# Alberta Weather !!



## bullseye (Dec 13, 2009)

Finally back on here after a long break !!! 
 Hate to rub it in but I haven't even been thinking about snow or plowing it (yet). We have had the nicest October ever, nice and warm !! And November is starting really nice too, today was about +16 C. It's about time because our summer was pretty wet(rain) and only 1 or 2 days of +30 C all summer. 
We have been getting lots of fog though. I've been told that 100 days past a morning fog you will get rain. It held true all summer so maybe will get rain/snow mix or sleat this winter.

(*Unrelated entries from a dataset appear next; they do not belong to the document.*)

Issue #1625, opened 2023-11-27
While the pod is being initialized, Walrus displays InitializeFailed


linyinli:
**Describe the bug**
While the pod is being initialized, walrus displays InitializeFailed.

**Steps to reproduce**
1. Create a container service include init container;
2. Check the status of container.

**Result**
While the pod is being initialized, Walrus displays InitializeFailed.
<img width="1132" alt="image" src="https://github.com/seal-io/walrus/assets/42955482/943ce0c5-a9e1-48f7-9ebb-64e99f345b3f">

**Environment**
- Walrus version: v0.4.0

PR #1654, opened 2023-11-30
fix: display initializeFailed when the pod is initializing

shanewxy:
**Problem:**

When a container service include init container, initialized is false before the init container completed.

**Solution:**

Change the display status to `Initializing` when reason is `ContainersNotInitialized`.

**Related Issue:**
#1625

### DIFF
--- a/pkg/operator/k8s/kubestatus/walker.go
+++ b/pkg/operator/k8s/kubestatus/walker.go
@@ -49,7 +49,24 @@ var podStatusPaths = status.NewWalker(
 		},
 	},
 	func(d status.Decision[core.PodConditionType]) {
-		const reasonPodCompleted = "PodCompleted"
+		const (
+			reasonContainersNotInitialized = "ContainersNotInitialized"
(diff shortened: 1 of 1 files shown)


pkg/operator/k8s/kubestatus/walker.go
```diff
@@ -49,6 +49,20 @@ var podStatusPaths = status.NewWalker(
 		},
 	},
 	func(d status.Decision[core.PodConditionType]) {
+		d.Make(core.PodInitialized,
+			func(st status.ConditionStatus, reason string) (display string, isError, isTransitioning bool) {
+				switch st {
+				case status.ConditionStatusTrue:
+					return "Initialized", false, false
+				case status.ConditionStatusFalse:
+					if reason == "ContainersNotInitialized" {
```
thxCode, line 58: make `ContainerNotInitialized` as constant value, like the `reasonPodCompleted`

thxCode (approved):
LGTM

gitlawr (approved):

Issue #1640, opened 2023-11-29
Fail to import some templates: no supported schema found


gitlawr:
**Describe the bug**
Fail to import some templates: no supported schema found.

**Steps to reproduce**
1. Add a template using source `https://gitlab.com/seal-eyod/walrus-on-aws?ref=v0.0.1`

**Result**
The template is not imported.
<img width="800" alt="image" src="https://github.com/seal-io/walrus/assets/5697937/e1535b28-b34d-4653-b308-86350f03711e">

**Expected behavior**

**Environment**
- Walrus version: v0.4.0

PR #1657, opened 2023-11-30
refactor: load terraform schema doesn't need to match main.tf

aiwantaozi:
**Problem:**
Failed to load template without main.tf

**Solution:**
load terraform schema doesn't need to match main.tf

**Related Issue:**
#1640


alexcodelf (approved):
LGTM

Issue #1597, opened 2023-11-25
be able to refresh template schema of a force-pushed tag


thxCode:
**Is your enhancement related to a problem? Please describe.**

Some scenarios want to avoid version upgradation but be able to refresh its schema. Although we do not update the schema of an existing tag, the new change in the template is still available, which results in inconsistency between what is seen and what is deployed.

**Describe the solution you'd like**

Be able to refresh template schema, no matter from the refreshing of one template or batch refreshing from the catalog.

**Describe alternatives you've considered**

None

**Additional context**

None

Finenyaco:
**Environment**
- Walrus version: main ce9f6f458d0e8facdc2448ccfe78b0ee434b301b
- UI version: dev-e0bc105

**Test Result:** pass

PR #1658, opened 2023-12-01
feat: support force reset template versions

alexcodelf:
**Problem:**

Can not force refresh template or catalog template version with tag updated.

**Solution:**

Make update template version as default behavior. If user hard reset tag, it will update template version.

**Related Issue:**
#1597

### DIFF
--- a/pkg/templates/git.go
+++ b/pkg/templates/git.go
@@ -10,7 +10,6 @@ import (
 	"github.com/go-git/go-git/v5"
 	"github.com/go-git/go-git/v5/plumbing/transport"
 	"github.com/hashicorp/go-version"
-	"k8s.io/apimachinery/pkg/util/sets"
 
 	"github.com/seal-io/walrus/pkg/dao/model"
 	"github.com/seal-io/walrus/pkg/dao/model/template"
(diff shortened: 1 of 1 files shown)


pkg/templates/git.go
```diff
@@ -74,29 +45,17 @@ func CreateTemplateVersionsFromRepo(
...
-		).
+	return mc.TemplateVersions().CreateBulk(templateVersionCreates...).
+		OnConflict(conflictOptions...).
+		UpdateNewValues().
 		Exec(ctx)
-
-	return err
 }
 
 // SyncTemplateFromRef clones a git repository create template and template version with reference.
```
thxCode, line 61: syncTemplateFromRef

pkg/templates/git.go
```diff
@@ -210,23 +192,7 @@ func syncTemplateFromRef(
 		)
 	}
```
thxCode, line 193:
```
if entity.ProjectID == "" {
  return ...
}

return ...
```

pkg/templates/git.go
```diff
@@ -186,6 +145,29 @@ func syncTemplateFromRef(
...
+			Schema:     *schema,
+			ProjectID:  entity.ProjectID,
+		}).
+		OnConflict(conflictOptions...).
+		UpdateNewValues().
+		Exec(ctx)
+}
+
+// templateVersionConflictOptions returns template version conflict options with template project id.
+func templateVersionConflictOptions(entity *model.Template) []sql.ConflictOption {
```
thxCode, line 170: getTemplateVersionUpsertConfilctOptions

thxCode (approved):
LGTM

gitlawr (approved):
LGTM

Issue #1622, opened 2023-11-27
Zombie process appears if walrus can't access Github


orangedeng:
**Describe the bug**
Git zombie process appears if Walrus can't access Github(gfw problem)

**Steps to reproduce**
1. Running the walrus in docker and get into `Operation hub` -> `Catalogs`
2. `Refresh` the `builtin` catalog
3. The catalog shows `Initializing` because Walrus can't access Github

**Result**
1. Exex into Walrus container and run `ps -ef |grep git | wc -l`
2. gets ~50 process for git operations for a long time. And the count will keep increasing over time.

**Expected behavior**
1. return only 1 process count

**Environment**
- Walrus version: v0.4.0

**Additional context**
-  After the catalog status turns into `InitializeFailed`, the git process count won't go down over time.

![截屏2023-11-27 14 36 55](https://github.com/seal-io/walrus/assets/15376837/57ce809d-c6e3-4d3a-a226-c7c149e1527f)

Finenyaco:
**Environment**
- Walrus version: main 8fc1ee8f23f152bbeaf1aec685c03d15ffbccae1
- UI version: dev-199faf2

**Test Result:** Failed

Wait 15 minutes after refreshing the built-in catalogue.

```
root@b187505aae6a:/# ps aux | grep git | wc -l
33
```

Finenyaco:
**Environment**
- Walrus version: main 2ef0df227f0580311686bc6ae2ab19a9548bee94
- UI version: dev-6e415a8

**Test Result:** pass

PR #1668, opened 2023-12-04
fix: zombie processes

alexcodelf:
**Problem:**

Git will create zombie process when sync template or catalog in poor network.

**Solution:**

Using [`tini`](https://github.com/krallin/tini) to manage zombie processes and signal forwarding.

**Related Issue:**

#1622


gitlawr (approved):
LGTM

thxCode (approved):
LGTM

Probablly just enough to make it really icy !! 
*OR* hopefully we will have this great sunny weather till Feb. or March AND then get nice !! YEAH RIGHT !!! :laughing:


----------



## buckwheat_la (Oct 11, 2009)

im guessing that we are going to have a winter like we did 2 years ago, looking forward to it myself. Would be great on the pocket book. You are right though, the last 3 weeks have been better then our entire summer.


----------



## ForestEdgeSnow (Aug 12, 2010)

Here in Southern Colorado we have been haveing a heat wave since September. I have alway had a plowable event in October some I have 3 or 4. This October it has only snowed twice and both times it was less than a trace. 

Thank You
Justin


----------



## buckwheat_la (Oct 11, 2009)

Alberta better get ready, looks like the first storm of the season is going to be a big one!!!


----------



## dellwas (Oct 16, 2005)

Ditto here on the East Coast. Nova Scotia's South Shore hit 18C yesterday....


----------



## buckwheat_la (Oct 11, 2009)

Are you guys expecting snow?


----------